Todos buscamos la felicidad. Todos nos preguntamos de qué se trata la vida. Buscamos la plenitud y tratamos de descubrir qué hace que valga la pena vivir la vida. El gran Papa escribió que el diálogo de Jesús con el joven continúa “en todos los períodos de la historia, incluido el nuestro. La pregunta: 'Maestro, ¿qué bien debo hacer para tener la vida eterna?' surge en el corazón de cada individuo, y es sólo Cristo quien es capaz de dar la respuesta plena y definitiva” (VS 25).

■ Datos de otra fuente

PR #1775, opened 2021-03-10
Port align instance for IO and SyncIO from CE2

### LINKED ISSUE #1726: Missing `Align[IO]` in CE3
I'm not sure if this is intentional, but CE2 IO has an `Align` instance, which doesn't seem to be there in CE3.

```scala
implicit val ioAlign: Align[IO] = new Align[IO] {
  def align[A, B](fa: IO[A], fb: IO[B]): IO[Ior[A, B]] =
    alignWith(fa, fb)(identity)

  override def alignWith[A, B, C](fa: IO[A], fb: IO[B])(f: Ior[A, B] => C): IO[C] =
    fa.redeemWith(
      t => fb.redeemWith(_ => IO.raiseError(t), b => IO.pure(f(Ior.right(b)))),
      a => fb.redeem(_ => f(Ior.left(a)), b => f(Ior.both(a, b)))
    )

  def functor: Functor[IO] = Functor[IO]
}
```

alexandrustana:
This PR aims to fix #1726

### DIFF
--- a/core/shared/src/main/scala/cats/effect/IO.scala
+++ b/core/shared/src/main/scala/cats/effect/IO.scala
@@ -17,9 +17,11 @@
 package cats.effect
 
 import cats.{
+  Align,
   Alternative,
   Applicative,
   Eval,
+  Functor,
   Id,
   Monad,
   Monoid,
@@ -31,6 +33,7 @@ import cats.{
   StackSafeMonad,
   Traverse
 }
+import cats.data.Ior
 import cats.syntax.all._
 import cats.effect.instances.spawn
 import cats.effect.std.Console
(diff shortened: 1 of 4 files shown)


core/shared/src/main/scala/cats/effect/IO.scala
```diff
@@ -1227,6 +1230,22 @@ object IO extends IOCompanionPlatform with IOLowPriorityImplicits {
       a.handleErrorWith(_ => b)
   }
 
+  implicit val alignForIO: Align[IO] =
```
djspiewak: It's worth following the pattern we have elsewhere: define `alignForIO` to be a `def` which delegates to `private[this] val _alignForIO`. I realize it's a bit arcane, but this actually produces performance benefits because it avoids the memory barriers associated with `val` on `object`.

core/shared/src/main/scala/cats/effect/IO.scala
```diff
@@ -1227,6 +1230,22 @@ object IO extends IOCompanionPlatform with IOLowPriorityImplicits {
...
+    new IOAlign
+
+  protected class IOAlign extends Align[IO] {
```
djspiewak: Why `protected`?

core/shared/src/main/scala/cats/effect/SyncIO.scala
```diff
@@ -497,6 +498,23 @@ object SyncIO extends SyncIOCompanionPlatform with SyncIOLowPriorityImplicits {
     def empty: SyncIO[A] = pure(A.empty)
   }
 
+  implicit val alignForIO: Align[SyncIO] =
+    new SyncIOAlign
+
+  protected class SyncIOAlign extends Align[SyncIO] {
```
djspiewak: Same comments as with `IO`

djspiewak (changes requested):
Some minor comments, but otherwise looks very good!

core/shared/src/main/scala/cats/effect/IO.scala
alexandrustana: Ok, I'll switch to this implementation then.
Thanks for the tip :)

core/shared/src/main/scala/cats/effect/IO.scala
alexandrustana: While adding `alignForIO` I've used `semigroupKForIO` as a reference. Didn't really thought it through when choosing the access specifier.

djspiewak:
🎉

PR #1776, opened 2021-03-10
Return `Either` rather than `Boolean` from `Deferred#complete`

bplommer:
As discussed in #1687. This makes it more obvious that the return value of `Deferred#complete` can represent an error state, and (when `F` has `MonadThrow`) allows just using `.rethrow` to convert a failure value into a failed `F`.

### DIFF
--- a/kernel-testkit/shared/src/main/scala/cats/effect/kernel/testkit/pure.scala
+++ b/kernel-testkit/shared/src/main/scala/cats/effect/kernel/testkit/pure.scala
@@ -275,7 +275,12 @@ object pure {
         new Deferred[PureConc[E, *], A] {
           override def get: PureConc[E, A] = mVar.read[PureConc[E, *]]
 
-          override def complete(a: A): PureConc[E, Boolean] = mVar.tryPut[PureConc[E, *]](a)
+          override def complete(
+              a: A): PureConc[E, Either[DeferredSink.AlreadyCompleted, Unit]] =
+            mVar.tryPut[PureConc[E, *]](a).map {
+              case true => Right(())
+              case false => Left(DeferredSink.AlreadyCompleted)
+            }
 
           override def tryGet: PureConc[E, Option[A]] = mVar.tryRead[PureConc[E, *]]
         }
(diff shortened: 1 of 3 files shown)


bplommer:
This is failing on Scala 3.0.0-M3 with `java.lang.AssertionError: assertion failed: no companion AlreadyCompleted$ in dotty.tools.dotc.core.Scopes$MutableScope@4e4afe7d`. Seems to be a compiler bug, as it compiles fine on 3.0.0-RC1.

kubukoz (approved):

djspiewak:
Is this really better than `Boolean` though? Users can always just `.whenM` and `raiseError` on the results with their own error type, if that semantic is required. It's a bit less convenient than `rethrow`, but I'm also not convinced that error raising is *that* pervasively required of a semantic.

Also, not to bikeshed, but why `Either[Error, Unit]` rather than just `Option[Error]`?

kubukoz:
> Is this really better than Boolean though? Users can always just .whenM and raiseError on the results with their own error type, if that semantic is required. It's a bit less convenient than rethrow, but I'm also not convinced that error raising is that pervasively required of a semantic.

It's not just convenience, we're being more explicit about what true/false means. I don't even care about the error being a Throwable, but giving it a name (even a newtype over Boolean would do) is something I think is valuable.

> why Either[Error, Unit] rather than just Option[Error]?

Errors in an Option don't have the same meaning to me as Left (weird to have an error in the successful branch of the ADT, which "Some" is).

djspiewak:
I think it makes more sense to just do a straight enum algebra here rather than paying the penalty of the `Either` allocation on every `complete`, not to mention the fact that we're imposing an error type which may or may not be what the user wants.

I personally think that `Boolean` is reasonably sensible in this case, for the same reason that I think it's a sensible return result from `compareAndSwap`, but I'm open to the enum answer. Something like this, but with better names?

```scala
sealed trait Completion

object Completion {
  case object Successful extends Completion
  case object Failed extends Completion
}
```

One thing I *don't* like about this is we don't really use this idiom anywhere else in Cats Effect or in Cats. This also doesn't play particularly nicely with other combinators, such as `ifM` and such.

mpilquist:
I'm in favor of sticking with `F[Boolean]`

kubukoz:
We don't need to pay for the allocation, there are two values which we can cache forever (I think)... Anyway i don't have a strong opinion anymore.

PR #1778, opened 2021-03-11
Fix the numbers in the MonadCancel docs

davidabrahams:
Noticed a typo in the docs! Thank you as always for such a well documented and educational library :)


djspiewak:
Thank you!

PR #1788, opened 2021-03-16
Remove MonadThrow & ApplicativeThrow

bplommer:
These aliases are now part of cats, so having them in CE is redundant and a possible source of confusion.


rossabaker (approved):
This is a breaking change, but I think worthwhile before we have to drag it along for the life of CE3.

fthomas:
👍 The breakage could be mitigated by adding rewrites to the Scalafix migration (#1686).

Jesús le dice al joven: “Si quieres entrar en la vida, guarda los mandamientos” (Mateo 19:17). Cristo comienza con los mandamientos porque son una manifestación básica del amor al prójimo y a Dios. No podemos entrar en la vida eterna ni siquiera comenzar a disfrutar la vida en la tierra si no amamos, porque amando a Dios y al prójimo tenemos una relación con Dios y el prójimo. Pero la pregunta del joven aún no ha sido completamente respondida. Cuando le dice a Cristo que ha guardado los mandamientos desde su juventud, Jesús lo desafía aún más a dejar atrás todo obstáculo y “ven, sígueme” (Mateo 19:21).

La plenitud de la felicidad se encuentra en el encuentro con Cristo, que es la respuesta más completa a la pregunta que es toda vida humana. Seguir a Cristo es el fundamento de la moral cristiana. Juan Pablo escribió: “La respuesta decisiva a cada una de las preguntas del hombre, en particular a sus cuestiones religiosas y morales, la da Jesucristo, o más bien es Jesucristo mismo” (VS 2). La guía para la vida cristiana no es un conjunto de reglas:

El modo de actuar de Jesús y sus palabras, sus obras y sus preceptos constituyen la regla moral de la vida cristiana. En efecto, sus acciones, y en particular su pasión y muerte en la cruz, son la revelación viva de su amor al Padre y a los demás. Éste es exactamente el amor que Jesús desea que sea imitado por todos los que lo siguen. (V 20)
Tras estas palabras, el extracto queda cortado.